Ренуар. – Да, «Гарем «действительно 1869 года. Эта картина сохранилась благодаря чистой случайности. Вскоре после того как она было написана я менял квартиру. Я всегда старался отделаться от больших холстов, покидая мастерскую; поэтому я оставил там картину. Когда консьержка спросила меня, все ли я взял, я поторопился сказать «да» и шмыгнул за дверь. Я забыл и думать об этой вещи. И вдруг, много времени спустя, на той же улице какая-то женщина подбегает ко мне: Вы не узнаете меня, я ваша прежняя консьержка. Я постаралась сохранить картину, которую вы забыли у меня…»
«– А, спасибо, я зайду взять ее.»
И я твердо решил не ходить никогда по этой улице. Время шло. Однажды, проходя отдаленным кварталом, я опять нос к носу столкнулся с этой доброй женщиной:
«А ваша картина, помните?» – вскричала она.
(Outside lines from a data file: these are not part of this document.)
PR #4132, opened 2026-06-21
Fix Windows `ProactorEventLoop` incompatibility with psycopg async

### LINKED ISSUE #3598: Appropriate asyncio.set_event_loop_policy to make scripts usable on Windows

AyushDharDubey:
## Summary
Closes #3598 

Replaced the past attempt of fixing this in the test conftest using `asyncio.set_event_loop_policy(asyncio.WindowsSelectorEventLoopPolicy())`, as loop policies are in line to be deprecated with forthcoming Python 3.16.

Added a small helper (`get_loop_factory()`) that returns a `SelectorEventLoop`-based factory on Windows and `None` everywhere else, on other platforms this leaves `asyncio.run()` to choose it's own optimal `loop_factory` depending on platform.

The `pytest-asyncio` suite gets a [pytest_asyncio_loop_factories](https://pytest-asyncio.readthedocs.io/en/v1.4.0/how-to-guides/run_test_with_specific_loop_factories.html) hook in conftest.

Added Windows install jobs to CI basically mirroring the existing Ubuntu ones.

Also encountered a regex issue with `flex-base.lua` while running on Windows: the topic file path matching only handled `/` and broke on Windows paths `\\`.

## AI usage
Not used.

### DIFF
--- a/.github/workflows/ci-tests.yml
+++ b/.github/workflows/ci-tests.yml
@@ -33,7 +33,7 @@ jobs:
                   path: nominatim-src.tar.bz2
                   retention-days: 1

Тогда я понял, что эта заколдованная картина будет преследовать меня всю жизнь, и чтобы избавиться от этой напасти, мне придется потратить мои кровные 40 су на фиакр!.. Позже я продал «Гарем» с одиннадцатью другими холстами, все вместе за пятьсот франков. Там были «Тоннель», «Портрет Сислея», «Женщина, приложившая палец к губам», и портрет самого покупателя… человека, который был мне хорошо знаком. Не догадываетесь, о ком я говорю? Кондитер, ставший художником… Однажды я зашел к нему купить пирожное. Я застал его закрывающим ставни лавочки. «Решено, – сказал он мне, – я бросаю свое печенье, чтобы стать художником. В нашем проклятом ремесле стоит пирожному пролежать неделю, как его приходится продавать со скидкой. Вы же, художники, вы – хитрюги с вашим товаром, который никогда не портится и даже с годами повышается в цене!»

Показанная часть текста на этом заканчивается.